As her alliance with Nathaniel grows stronger, Elisabeth starts to question everything she’s been taught—about sorcerers, about the libraries she loves, even about herself. For Elisabeth has a power she has never guessed, and a future she could never have imagined.
You know what I haven’t done in awhile? Read a book that’s just pure fun. That’s what Sorcery gave me — pure fun. I read the majority of this book while I was stuck at home with a cold and it’s the perfect read for a sick day. It reminded me in many ways of The Princess Bride — the ultimate sick day film — with it’s swaggering hero and delightful banter. Although it has some dark moments — it does, after all, feature a necromancy and conspiracy — I found this book to be an absolute delight. If you’re a little burned out on super grim fantasy books, I couldn’t recommend this one more highly.

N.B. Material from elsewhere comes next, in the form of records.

PR #1530, opened 2024-02-15
[MINOR] Update dashboard pom.xml to take arguments for node and npm download locations

connorlwilkes:

When building the dashboard from within an environment without direct internet access you may need to setup a mirror for node and npm download.

This change adds these as args to build like so: `-PnodeRepositoryUrl=https://nodeDownloadLocation -PnpmRepositoryUrl=https://npmDownloadLocation`

The defaults are added as the default args as per https://github.com/eirslett/frontend-maven-plugin

Enables build in more environments

Fix: # (issue)

No.

Tested build

### DIFF
--- a/dashboard/pom.xml
+++ b/dashboard/pom.xml
@@ -26,6 +26,11 @@
 
     <artifactId>dashboard</artifactId>
     <name>Apache Uniffle Dashboard</name>
+    
+    <properties>
+        <nodeDownloadRoot>https://nodejs.org/dist/</nodeDownloadRoot>
+        <npmDownloadRoot>https://registry.npmjs.org/npm/-/</npmDownloadRoot>
+    </properties>
 
     <dependencies>
         <dependency>
@@ -50,7 +55,8 @@
                         <configuration>
                             <nodeVersion>v14.21.3</nodeVersion>
                             <npmVersion>6.14.18</npmVersion>
-                            <nodeDownloadRoot>https://nodejs.org/dist/</nodeDownloadRoot>
+                            <nodeDownloadRoot>${nodeDownloadRoot}</nodeDownloadRoot>
+                            <npmDownloadRoot>${npmDownloadRoot}</npmDownloadRoot>
                         </configuration>
                     </execution>
                     <!-- Execute the script to remove node_modules and package-lock.json -->
--- a/dashboard/pom.xml
+++ b/dashboard/pom.xml
@@ -55,8 +55,8 @@
                         <configuration>
                             <nodeVersion>v14.21.3</nodeVersion>
                             <npmVersion>6.14.18</npmVersion>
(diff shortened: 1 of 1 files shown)


dashboard/pom.xml
```diff
@@ -26,6 +26,11 @@
 
     <artifactId>dashboard</artifactId>
     <name>Apache Uniffle Dashboard</name>
+    
+    <properties>
+        <nodeDownloadRoot>https://nodejs.org/dist/</nodeDownloadRoot>
+        <npmDownloadRoot>https://registry.npmjs.org/npm/-/</npmDownloadRoot>
```
EnricoMi, line 32: Is the `/-/` in the URL genuine?

EnricoMi: Looks like this is correct: https://github.com/eirslett/frontend-maven-plugin?tab=readme-ov-file#installing-node-and-npm

EnricoMi, line 32: What about:
```suggestion
        <nodeDownloadUrl>https://nodejs.org/dist/</nodeDownloadUrl>
        <npmDownloadUrl>https://registry.npmjs.org/npm/-/</npmDownloadUrl>
```

connorlwilkes: Yes it is

connorlwilkes: Why not the original name? It makes sense as it is?

EnricoMi: Is download root a conventional concept ? This looks like a repository URL, which is used as the root to construct URLs to fetch packets from. I just think `Root` is a bit misleading and unnecessarily specific here. What about

```suggestion
        <nodeRepositoryUrl>https://nodejs.org/dist/</nodeRepositoryUrl>
        <npmRepositoryUrl>https://registry.npmjs.org/npm/-/</npmRepositoryUrl>
```

connorlwilkes: Either works for me

jerqi:
@EnricoMi Do you have another suggestion?

EnricoMi:
@connorlwilkes Please update the `-PnodeRepositoryUrl` and `-PnpmRepositoryUrl` in the PR description, as those will make it into the merge commit message and should be up-to-date.

connorlwilkes:
Updated @jerqi  @EnricoMi

connorlwilkes:
Not sure why CI is failing

EnricoMi (approved):
LGTM!

EnricoMi:
> Not sure why CI is failing

Yes, that looks unrelated.

awdavidson (approved):

jerqi (approved):

zuston:
Thanks @connorlwilkes for your contribution! Welcome to the Uniffle community 🎉

And thanks @jerqi @awdavidson @EnricoMi for your review. Merged.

The characters are at the heart of what makes this book so fun. I absolutely loved their relationships and the connections they forge as the story progresses. I will admit that Elizabeth was probably my least favourite of our three main characters though. It took me awhile to warm up to her and she initially came across as, ahem, not the brightest bulb in the chandelier. I understand that she grew up in isolation and didn’t have a lot of worldly experience, however I still had trouble connecting with her until the second half of the book. Although I’m not often a huge fan of YA heroes, I found Nathaniel totally charming and delightful.
However, one character stole the show for me, and that was Silas. The demonic servant who takes on the form of an adorable fluffy white cat (a reference to Mogget from Sabriel, perhaps?)? The quiet, non-human caretaker who looks after our bumbling humans from the shadows? Of course he was my favourite character. I would love a novella that takes place before Sorcery of Thorns that just follows Silas. Actually, I’d love a whole spin-off series about Silas. More Silas is required.
I was so surprised and impressed by Sorcery of Thorns. If you didn’t enjoy An Enchantment of Ravens but like the sound of this book, I’d highly encourage you to pick it up. Sorcery of Thorns is the perfect book to read in a single sitting — you’ll tumble into the pages and lose yourself in the story.